■ The task: Exactly reproduce the line that contains "No, I don't" and all lines after it in the entries below, through the very last line.
(Provided data begins)
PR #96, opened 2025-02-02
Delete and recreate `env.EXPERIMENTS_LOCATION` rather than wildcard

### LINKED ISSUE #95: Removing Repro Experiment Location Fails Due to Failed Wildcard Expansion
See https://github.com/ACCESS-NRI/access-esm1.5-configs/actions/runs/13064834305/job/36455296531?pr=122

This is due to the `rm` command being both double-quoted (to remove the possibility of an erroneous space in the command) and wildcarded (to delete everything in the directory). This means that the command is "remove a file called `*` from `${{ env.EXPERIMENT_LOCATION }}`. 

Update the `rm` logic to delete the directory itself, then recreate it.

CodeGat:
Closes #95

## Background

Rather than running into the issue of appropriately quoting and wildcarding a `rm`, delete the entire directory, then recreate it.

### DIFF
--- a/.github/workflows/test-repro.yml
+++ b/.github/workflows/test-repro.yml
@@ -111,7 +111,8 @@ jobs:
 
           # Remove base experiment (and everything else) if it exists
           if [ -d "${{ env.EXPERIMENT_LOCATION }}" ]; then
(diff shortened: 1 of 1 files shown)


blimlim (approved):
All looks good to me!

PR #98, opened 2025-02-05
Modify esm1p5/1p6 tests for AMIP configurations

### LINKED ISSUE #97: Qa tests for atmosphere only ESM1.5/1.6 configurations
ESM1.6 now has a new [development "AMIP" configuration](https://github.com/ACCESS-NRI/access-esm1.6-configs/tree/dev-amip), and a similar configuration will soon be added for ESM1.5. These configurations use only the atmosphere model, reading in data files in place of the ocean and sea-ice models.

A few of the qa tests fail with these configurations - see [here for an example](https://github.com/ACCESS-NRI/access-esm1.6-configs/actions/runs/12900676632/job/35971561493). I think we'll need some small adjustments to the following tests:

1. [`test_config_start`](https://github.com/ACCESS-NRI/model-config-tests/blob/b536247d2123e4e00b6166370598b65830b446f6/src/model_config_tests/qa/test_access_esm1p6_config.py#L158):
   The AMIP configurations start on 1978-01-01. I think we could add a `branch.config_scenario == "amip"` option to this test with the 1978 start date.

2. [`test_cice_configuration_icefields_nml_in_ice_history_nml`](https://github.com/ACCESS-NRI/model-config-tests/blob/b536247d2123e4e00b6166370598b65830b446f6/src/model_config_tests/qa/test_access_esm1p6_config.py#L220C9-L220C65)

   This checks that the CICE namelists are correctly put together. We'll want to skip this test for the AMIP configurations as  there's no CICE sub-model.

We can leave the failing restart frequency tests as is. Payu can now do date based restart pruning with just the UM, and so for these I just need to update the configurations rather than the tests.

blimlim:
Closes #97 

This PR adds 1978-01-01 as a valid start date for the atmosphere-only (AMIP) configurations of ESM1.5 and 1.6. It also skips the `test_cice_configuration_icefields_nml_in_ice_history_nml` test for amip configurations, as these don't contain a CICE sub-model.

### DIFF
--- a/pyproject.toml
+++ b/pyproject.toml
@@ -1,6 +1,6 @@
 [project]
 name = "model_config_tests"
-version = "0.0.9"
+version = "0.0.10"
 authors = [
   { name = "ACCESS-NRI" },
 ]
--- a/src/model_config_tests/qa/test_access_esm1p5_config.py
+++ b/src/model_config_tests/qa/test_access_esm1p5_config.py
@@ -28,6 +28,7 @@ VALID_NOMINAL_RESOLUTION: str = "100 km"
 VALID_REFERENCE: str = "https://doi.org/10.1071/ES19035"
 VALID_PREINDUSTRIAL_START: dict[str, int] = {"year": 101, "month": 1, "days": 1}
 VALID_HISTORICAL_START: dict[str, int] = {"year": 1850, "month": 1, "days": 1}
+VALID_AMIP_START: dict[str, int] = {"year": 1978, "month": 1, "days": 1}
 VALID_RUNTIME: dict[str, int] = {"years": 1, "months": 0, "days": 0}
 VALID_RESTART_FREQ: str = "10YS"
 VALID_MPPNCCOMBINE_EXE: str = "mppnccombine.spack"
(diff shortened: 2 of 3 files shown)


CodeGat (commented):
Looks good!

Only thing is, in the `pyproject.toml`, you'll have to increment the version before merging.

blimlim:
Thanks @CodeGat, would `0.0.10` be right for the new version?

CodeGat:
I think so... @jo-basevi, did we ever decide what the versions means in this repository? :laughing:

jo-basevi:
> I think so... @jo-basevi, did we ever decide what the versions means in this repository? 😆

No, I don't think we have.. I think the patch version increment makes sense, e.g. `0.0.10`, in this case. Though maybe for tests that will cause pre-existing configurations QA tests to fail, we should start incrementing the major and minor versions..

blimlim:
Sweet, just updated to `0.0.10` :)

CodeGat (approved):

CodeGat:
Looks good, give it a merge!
(Provided data ends)
■ Exercise response:
No, I don't think we have.. I think the patch version increment makes sense, e.g. `0.0.10`, in this case. Though maybe for tests that will cause pre-existing configurations QA tests to fail, we should start incrementing the major and minor versions..

blimlim:
Sweet, just updated to `0.0.10` :)

CodeGat (approved):

CodeGat:
Looks good, give it a merge!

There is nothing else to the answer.